At the end of the two-year postdoc, Czech offered Massagué a non-tenure-track assistant professorship, with the option of spending 50 percent of his time on whatever he wanted, at the University of Massachusetts Medical School, where he had relocated his lab. It was an unusual offer. “We, in academia, don't usually retain people who've trained in our department,” says Czech. “It's an extraordinary breach of the way we operate. Joan was one of only two exceptions I can think of in 30 years.”
But the honor was lost on Massagué, who didn't really see the point. He was going back to Spain with his wife, Roser Salavert, whom he'd met in Barcelona and married shortly after starting his postdoc. Massagué asked what gain there would be in it, to which Czech, among other persuasives, answered that there'd be a few thousand extra dollars in his paycheck. “That I understood,” says Massagué. He had only one more question. What, he asked Czech, was tenure?
He took the offer and, with characteristic fearlessness, decided to try to identify the receptor for transforming growth factor beta—i.e. TGF beta. Growth factors are chemical telegrams that cells release into the space between one another. The growth factors then make their way to nearby cells, latch on to them via a receptor on the surface of the cell, and deliver their message. Only that's just the start, because the message actually needs to be passed to a number of different players before it's received and acted upon.

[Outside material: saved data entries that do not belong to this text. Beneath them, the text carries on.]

PR #241, opened 2015-03-25
fix call response message id issue

junchaowu:
the inbound server should reply message with same message id

### DIFF
--- a/python/tchannel/handler.py
+++ b/python/tchannel/handler.py
@@ -1,4 +1,5 @@
 import collections
+from .messages import CallResponseMessage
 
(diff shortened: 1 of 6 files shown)


python/tchannel/handler.py
```diff
@@ -75,6 +77,8 @@ def __init__(self, context, conn):
         self.body = self.message.arg_3
         self.method = self.message.arg_1
         self.connection = conn
+        self.context = context
+        self.id = context.message_id
```
blampe: You don't need this if you already have the `context`. `id` also makes it look like it belongs to the request.

blampe:
lgtm, I have something that I think will test this.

Little was understood about TGF beta, its receptor, the details of how its message got relayed, what the message said, and what happened as a result. It was so complicated, even people in the field kept their distance.

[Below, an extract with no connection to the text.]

PR #243, opened 2015-03-25
Correct deps

jcorbin:


kriskowal:
Ah, yeah. Those are being used outside examples now. :+1:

“I was told that it was very difficult, that I might fail,” says Massagué. “I said, 'I don't care, I'm going back to Spain. This is just to kill some extra time.'” He'd already done more than he'd set out to do in the United States. He had nothing left to prove to himself. “I thought I was already enough of a success,” he says. “Had I been a little more sophisticated and engaged in the career mode,” he says, “I would have been petrified to realize where I stood.”
Massagué told Czech he needed 100 percent of his time for TGF beta, obtained an independent investigator (R01) grant from the National Cancer Institute, and identified the receptor for TGF beta. In fact, somewhat to his dismay, he identified three of them, which meant triple the work figuring out what they all did. But his curiosity was piqued. He wanted to know what happened next. What chemical did that receptor make once TGF beta activated it? What gene did that chemical touch? What did the gene do as a result? Each answer only made him want to go further. “I didn't anticipate working on the entire pathway,” he says. But Massagué felt driven to know the whole story. Eventually, he says, the TGF-beta pathway became his “playground.”